Plaintiff’s manufacturing defect is premised on allegations that defendants’ manufacturing process allows problematic debris to be left on the implants.   Defendants argued that this was essentially a design defect claim trying to masquerade as a manufacturing defect.  But plaintiff was careful to plead that the alleged problem was a “sometimes” thing, the result of “shoddy workmanship” “at times,” and the result of “varying degrees of nonconformance.”  Id. at *5.  That was enough for the court to find plaintiff was in fact making a manufacturing defect claim.

Defendants next argued that plaintiff’s complaint failed to identify an appropriate specific regulatory violation to support her manufacturing claim.  But the court found plaintiff’s allegations were enough for now.  Because plaintiff did not yet have access to defendants’ confidential PMA documents, she had pled what she could “given the amount of information to which she had access.”  Id. at *7.  We take this to be a word of caution to plaintiff that her claim is vague and is going to need to be supported by an actual violation down the road. 

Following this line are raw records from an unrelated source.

PR #1044, opened 2015-11-17
SERVER-21494: Fix trivial syntax error in stack_locator_unknown.cpp

i80and:


ramonfm:
Thanks @i80and. Fix is in progress as part of [SERVER-21216](https://jira.mongodb.org/browse/SERVER-21216)

PR #1052, opened 2015-12-24
SERVER-18041: Added support for parallel cloning during initial sync

liranms:
It is extremely important to support for parallel cloning, especially during the index build phase.
As it happens, our MongoDB replicas sit on some powerful machines and its a waste using a single core, especially when using engines like wiredTiger and RocksDB which use compression.
Moreover, using the single core initial sync prevents us from adding new replicas as they take alot of time to copy and build the index (in the order of days), which causes them to loose sync, even after enlarging the oplog window.

Changes:
Updated Cloner to lock just the db it clones, instead of the global lock (as an existing code comment suggested but not implemented)
Added maxReplicationThreads as global server parameter to control number of threads used for initial cloning to prevent Scott's comment about possible DOS other replica set members (suggested by @scotthernandez) defaults to #cores + 1
Obviously its possible to set to 1 thread to keep current behavior.

### DIFF
--- a/src/mongo/db/cloner.cpp
+++ b/src/mongo/db/cloner.cpp
@@ -119,9 +119,8 @@ struct Cloner::Fun {
     void operator()(DBClientCursorBatchIterator& i) {
         invariant(from_collection.coll() != "system.indexes");
 
-        // XXX: can probably take dblock instead
         scoped_ptr<ScopedTransaction> scopedXact(new ScopedTransaction(txn, MODE_X));
-        scoped_ptr<Lock::GlobalWrite> globalWriteLock(new Lock::GlobalWrite(txn->lockState()));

Now for our favorite part – failure to report is preempted because there is no recognized Pennsylvania state law claim for failure to report to the FDA.  Admittedly, plaintiff had some precedent to cite to beyond just Stengel.  Three other district courts in the Third Circuit had previously bought into the Stengel rationale and the state’s adoption of section 388 of Restatement (Second) of Torts.  Otherwise known as the sophisticated purchaser doctrine, it provides that a supplier can discharge its duty to warn by providing information to a third party “upon whom it can reasonably rely to communicate the information to the ultimate users.”  Id. at *9.  But McGee recognizes that is only part of the story.

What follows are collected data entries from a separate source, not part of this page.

PR #1053, opened 2015-12-31
2.6: Fix build on gcc 5.3

brauliobo:


src/mongo/base/global_initializer.cpp
```diff
@@ -24,13 +24,4 @@ namespace mongo {
         return theGlobalInitializer;
     }
 
-namespace {
-
-    // Make sure that getGlobalInitializer() is called at least once before main(), and so at least
-    // once in a single-threaded context.  Otherwise, static initialization inside
-    // getGlobalInitializer() won't be thread-safe.
-    Initializer* _theGlobalInitializer = &getGlobalInitializer();
```
acmorrow: You definitely can't do this, as it will stop all global initializers from running. Did you check that mongod actually starts up with these changes?

src/mongo/client/examples/simple_client_demo.vcxproj
```diff
@@ -182,4 +182,4 @@
   <Import Project="$(VCTargetsPath)\Microsoft.Cpp.targets" />
   <ImportGroup Label="ExtensionTargets">
   </ImportGroup>
-</Project>
```
acmorrow: Seems unrelated to GCC

src/mongo/db/commands/index_filter_commands.cpp
```diff
@@ -167,8 +167,8 @@ namespace mongo {
         // This is a read lock. The query settings is owned by the collection.
         Client::ReadContext readCtx(ns);
         Client::Context& ctx = readCtx.ctx();
-        QuerySettings* querySettings;
-        PlanCache* unused;
+        QuerySettings* querySettings = NULL;
```
acmorrow: This shouldn't be necessary. What warning or error is GCC emitting? Pointers to these are passed into getQuerySettingsAndPlanCache right below.

src/third_party/boost/boost/system/error_code.hpp
```diff
@@ -211,9 +211,6 @@ namespace boost
     inline const error_category &  get_system_category() { return system_category(); }
     inline const error_category &  get_generic_category() { return generic_category(); }
     inline const error_category &  get_posix_category() { return generic_category(); }
-    static const error_category &  posix_category = generic_category();
```
acmorrow: In general, we prefer to not change the boost sources unless overwhelmingly required. What warning or error prompted this change?

acmorrow:
@brauliobo - Thanks for the PR. Are the majority of these fixes related to GCC 5 warnings? If so, the recommended way to build older MongoDB branches with newer compilers is to use the `--disable-warnings-as-errors` SCons flag. You will still get the compiler warnings, but they won't be considered as errors. Can you try that and see if that gets you a working build without these changes? In general we don't upgrade old branches just to support newer compilers.

Thanks,
Andrew

brauliobo:
Hi @acmorrow, will try with that flag.

brauliobo:
@acmorrow it built successfully with `--disable-warnings-as-errors`, so maybe this should became default?

acmorrow:
@brauliobo - No, we don't want it to be the default because we require that 2.6 build on our CI system with out warnings. The `--disable-warnings-as-errors` flag exists to override the default setup only when needed.

ramonfm:
@brauliobo, if this pull request is something you still want us to consider please see the [contributor's guide](https://github.com/mongodb/mongo/blob/411e9810075556fb196278a669fab0f19ea901ce/CONTRIBUTING.rst) for information on the required steps, including [opening a JIRA ticket in the SERVER project](https://jira.mongodb.org) and signing the [contributor agreement](https://www.mongodb.com/legal/contributor-agreement).

Thanks,
Ramón.

Schubes:
Hi @brauliobo,

Since we haven't heard back since Ramon's request to sign the contributor's agreement, and MongoDB 2.6 is not longer supported. I'm going to close this pull request.

Kind regards,
Kelsey

PR #1055, opened 2016-01-09
Use markdown for the README

leo:
This PR cleans up the contents of the `README` file and uses markdown to structure them in a better way. This makes [reading](https://github.com/leo/mongo/tree/patch-1#mongodb) and therefore contributing to the repository much easier.


ramonfm:
Thanks for the pull request @leo  . While the top-level README looks "ugly" on github, its main goal is to be readable when read with cat, less, etc., so we're currently not accepting pull requests for format changes to the README at this time.

Cheers,
Ramón.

First and foremost, nobody should be relying on Stengel anymore.  The Ninth Circuit’s decision was based on a prediction that Arizona would recognize a state law duty to warn the FDA of adverse events.  They were wrong.  The Arizona Supreme Court reached the exact opposite conclusion in Conklin v. Medtronic, Inc., 431 P.3d 571 (Ariz. 2018).  See McGee at *10, 12.  As for section 388, which is a defense not a duty, the courts that relied on it ignore that it has nothing to do with warning a federal agency, but rather is limited to “the transmission of warnings to the third person through whom the chattel is supplied.”  Id. at *10 (opinion contains full language of comment n.).  In other words, does the manufacturer discharge its duty to warn by warning the employer who purchases equipment to be used by its employees?  Nowhere does the FDA come into the equation.  Making this line of cases, a “shaky foundation” for plaintiff’s claim.  Id. at *11.  

The court agreed:

[T]he Court is not persuaded that Pennsylvania law imposes a duty upon manufacturers and sellers to report adverse events to the FDA. As discussed above, the cases cited by Plaintiff… do not currently rest on sound precedent . . ..[T]he Court is not convinced that Section 388 (or comment n thereto) creates a duty to report adverse events to the FDA under Pennsylvania law.

Id. at *12.  The claim was dismissed without prejudice, but given the state of Pennsylvania law, we don’t see the ground getting any firmer here.